Citi participated as an underwriter in Facebook's public offering.

As part of the agreement, Citi, which did not contest the report's statement of facts, agreed not to violate the state's securities regulations in the future.

The regulator's report said that the junior analyst had improperly shared information with Capital Magazine, a monthly French publication, as well as with TechCrunch. It contains snippets of several emails between the junior analyst and reporters from those publications containing the disclosure of unauthorized information.

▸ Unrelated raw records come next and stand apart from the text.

PR #297, opened 2016-07-22
Fix #228 - Add organizers management views to admin

### LINKED ISSUE #228: Find a way to let organizer add co-organizers
The previous way to do it had a big problem: organizers could kick themselves out of their own event! Sadly, removing this right and ask them to contact the support team turned to be too time consuming.
Let's find a better way to do that! :wink:

olasitarska:
This pull request makes following changes:

- Adds a manage organizers view in admin, that allows superusers and organizers to remove organizers from upcoming events. 
- Adds an "add organizers" view in admin, that allows superuser and organizers to add organizers to upcoming events.
- Refactors "add_organizer" and "new_event" commands to use one form. Moves invitation to Slack into the form too.
- Adds sending automatic emails whenever organizer is added to event. This means we no longer need to send organizers passwords in emails manually. 
- Organizers can only add/remove organizers from their upcoming events. Superusers can do it for all upcoming events. 

@aniav your feedback on technical things here would be appreciated! I saw you recently refactored some of the commands too, so I wanna make sure we're consistent ✨ 
@patjouk your feedback on the functionality and whether it helps would be super helpful too!


olasitarska:
This is for issue #228

core/admin.py
```diff
@@ -1,16 +1,20 @@
...
+from datetime import datetime
+
+from django.contrib import admin, messages
 from django import forms
 from django.forms import ModelForm
 from django.contrib.auth import admin as auth_admin
 from django.contrib.flatpages.models import FlatPage
 from django.contrib.flatpages.admin import FlatPageAdmin, FlatpageForm
 from django.utils.safestring import mark_safe
+from django.http import Http404
```
aniav: Unused import 😜

core/admin.py
```diff
@@ -44,6 +48,84 @@ def get_readonly_fields(self, request, obj=None):
...
+        Custom admin view that allows user to remove organizers from an event
+        """
+        all_events = self._get_future_events_for_user(request)
+        event = self._get_event_from_get(request, all_events)
+
+        if 'remove' in request.GET and event in all_events:
+            user = User.objects.get(id=request.GET['remove'])
+            if user in event.team.all():
+                event.team.remove(user)
+                event.save()
```
aniav: You don't need to save the event object to have it's m2m relationships updated.

core/forms.py
```diff
@@ -14,6 +21,87 @@ def clean(self, values):
...
+    event = forms.ModelChoiceField(queryset=Event.objects.all())
+    name = forms.CharField(label="Organizer's full name")
+    email = forms.CharField(label="E-mail address")
+
+    def __init__(self, event_choices=None, *args, **kwargs):
+        super(AddOrganizerForm, self).__init__(*args, **kwargs)
+        if event_choices:
+            self.fields['event'].queryset = event_choices
+
+    def generate_password(self):
```
aniav: You can use [make_random_password](https://docs.djangoproject.com/en/1.9/topics/auth/customizing/#django.contrib.auth.models.BaseUserManager.make_random_password) instead 🙂

core/forms.py
```diff
@@ -14,6 +21,87 @@ def clean(self, values):
...
+            user_invite(email, name)
+        except (ConnectionError, SlackerError) as e:
+            self._errors.append('Slack invite unsuccessful, reason: {}'.format(e))
+
+    def notify_existing_user(self, user):
+        content = render_to_string('emails/existing_user.html', {
+            'user': user,
+            'event': self.cleaned_data['event']
+        })
+        subject = 'You have been granted to new Django Girls event'
```
aniav: It should be "granted access" or "added" 😇

core/forms.py
```diff
@@ -14,6 +21,87 @@ def clean(self, values):
...
+        assert self.is_valid()
+        self._errors = []
+        email = self.cleaned_data['email']
+        event = self.cleaned_data['event']
+        if not User.objects.filter(email=email).exists():
+            self._password = self.generate_password()
+            first_name = self.cleaned_data['name'].split(' ')[0]
+            last_name = self.cleaned_data['name'].replace(first_name, '')
+            user = User.objects.create(email=email,
+                                        first_name=first_name,
```
aniav: Nitpick: the indentation doesn't match the previous line 😇

core/forms.py
```diff
@@ -14,6 +21,87 @@ def clean(self, values):
...
+                                        last_name=last_name,
+                                        is_active=True,
+                                        is_staff=True)
+            user.set_password(self._password)
+            user.save()
+            user.groups.add(1)
+            event.team.add(user)
+            event.save()
```
aniav: Sam as earlier, no need to save the event object :)

core/forms.py
```diff
@@ -14,6 +21,87 @@ def clean(self, values):
...
+    def send_email(self, content, subject, user):
+        send_mail(subject, content, "Django Girls <hello@djangogirls.org>",
+            [user.email], fail_silently=True)
+
+    def save(self, *args, **kwargs):
+        assert self.is_valid()
+        self._errors = []
+        email = self.cleaned_data['email']
+        event = self.cleaned_data['event']
+        if not User.objects.filter(email=email).exists():
```
aniav: Ideally you could use `User.objects.get_or_create` to avoid multiple queries to the User table 😀

templates/emails/setup.txt
```diff
@@ -21,10 +21,8 @@ Or you can forward incoming mail to your private email account by following thes
 
 Your website address is http://djangogirls.org/{{ event.eventpage.url }}
 
-Login here:
-http://djangogirls.org/admin/
-{% for member in members %}{{ member.first_name }} - email: {{ member.email }} password: {{ member.password }}
-{% endfor %}
+You should just receive a separate email with auto generated password and instructions to login.
```
aniav: Should be: "You should receive (...) in a moment" or "We have just sent you an e-mail" or "You should have just received" :)

olasitarska:
Oh I totally missed these comments! Will fix it all today 🔨

core/forms.py
```diff
@@ -14,6 +18,78 @@ def clean(self, values):
...
+
+    If user of given email already exists, they're added to the event and
+    receive e-mail notification about it.
+
+    If user is new, they're created (randomly generated password), invited
+    to Slack and receive e-mail notification with instructions to login
+    (including password).
+    """
+    event = forms.ModelChoiceField(queryset=Event.objects.all())
+    name = forms.CharField(label="Organizer's full name")
```
patjouk: I would change it for "Organizer's first and last name". That way, we will have the full name (some organizers only send the first name when I ask for full name) and it will be in the order we need.

core/admin.py
```diff
@@ -44,6 +49,83 @@ def get_readonly_fields(self, request, obj=None):
...
+        all_events = self._get_future_events_for_user(request)
+        event = self._get_event_from_get(request, all_events)
+
+        if request.method == 'POST':
+            form = AddOrganizerForm(all_events, request.POST)
+            if form.is_valid():
+                user = form.save()
+                messages.success(request,
+                    '{} has been added to your event, yay!'.format(user.get_full_name()))
+                return redirect('/admin/core/event/manage_organizers/?event_id={}'.format(event.id))
```
patjouk: It may be less confusing to return to the "add organizers page". They usually ask me to add a bunch of people at the same time.
There is also a problem with the redirection: if you have more than one event, it will redirect you to the first event in alphabetical order.

templates/admin/core/event/view_manage_organizers.html
```diff
@@ -0,0 +1,38 @@
+{% extends "admin/base_site.html" %}
+
+{% block content %}
+<h1 style="margin: 0 0 10px 0">Manage event organizers</h1>
```
patjouk: I would replace "manage" by "remove" since it's the only action you can do.

templates/emails/new_user.html
```diff
@@ -0,0 +1,25 @@
...
+
+<p>
+  Email: {{ user.email }}<br />
+  Password: {{ password }}
+</p>
+
+<p>Here you can find instructions on editing website: http://organize.djangogirls.org/website/</p>
+
+<p>We also invited you to Django Girls Slack, where we chat, communicate and meet each other!</p>
+
```
patjouk: This is absolutely awesome :heart_eyes: 
When I add someone to an existing event, I usually add info about the event email account: instructions on how to connect and that they should ask the main organizer to obtain the password.
It would be also cool to add the procedure for support ("You can contact hello@ if you need assistance but it’s usually faster to check our FAQ (link) or to post questions to our Google Group of Django Girls Organizers (link) or Slack channel (link) - there are more people that can help you! :)")

patjouk:
This PR is awesome :heart: It will definitely make my job easier.
I have three more comments I couldn't inline:
- For the new_event command: I moved the setup template email to a canned answer in gmail: it would be great if it only shows the thing I need to copy past (email recipients, email subject, event's emails and website). Since I'm not the only one to deploy event, I would totally understand if you want to keep the full text.
- A confirmation before removing someone from the team would be great: we removed this feature because of the miss-clicks and I'm pretty sure it will happen again. How about a page saying "are you sure you want to remove X from your team" or a checkbox with a save button?
- You shouldn't be able to kick yourself from a team :wink:

core/admin.py
```diff
@@ -44,6 +49,83 @@ def get_readonly_fields(self, request, obj=None):
...
+        """
+        all_events = self._get_future_events_for_user(request)
+        event = self._get_event_from_get(request, all_events)
+
+        if request.method == 'POST':
+            form = AddOrganizerForm(all_events, request.POST)
+            if form.is_valid():
+                user = form.save()
+                messages.success(request,
+                    '{} has been added to your event, yay!'.format(user.get_full_name()))
```
patjouk: It should also say that the new organizer received an email with their credentials and was also added to Slack.

templates/emails/new_user.html
olasitarska: Is there a standard response template that I can copy? Or maybe you can update those templates here and push to this branch?

olasitarska:
@patjouk From your non-inline comment:

> - For the new_event command: I moved the setup template email to a canned answer in gmail: it would be great if it only shows the thing I need to copy past (email recipients, email subject, event's emails and website). Since I'm not the only one to deploy event, I would totally understand if you want to keep the full text.

Done!

> - A confirmation before removing someone from the team would be great: we removed this feature because of the miss-clicks and I'm pretty sure it will happen again. How about a page saying "are you sure you want to remove X from your team", a checkbox with a save button or an "undo" button?

Done as well :)

> - You shouldn't be able to kick yourself from a team :wink: 

This too!

> - Organizers added by other organizers are not added to Google Group. Is there a way to obtain a list every day or week of the email addresses that were added?

I added `date_joined` to be displayed in [this table](https://djangogirls.org/admin/core/user/), so you're able to sort by it and see who recently joined. Also added this to filtering, so you can filter on who joined last week, for example ;) Hope that's enough!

It's clear that the research assistant in question knew this was a breach of the rules. For instance, in a May 2 exchange with a reporter from TechCrunch, who was described in the report as a friend, the junior analyst wrote, "My boss would eat me alive" if the information he had forwarded got published.

"That's just an outline that I put together -- it will eventually become our initiation report at 30-40 pages," he wrote.

In an email note to another Citigroup employee asking about the communications, the junior analyst responded: "This could get me in trouble. Shoot," according to the report.

Citigroup wrote in an email to CNET, "We are pleased to have this matter resolved. We take our internal policies and procedures very seriously and have taken the appropriate actions."

Updated 11:05 a.m. PDT with comment from Citigroup and information that Mahaney is no longer with the firm.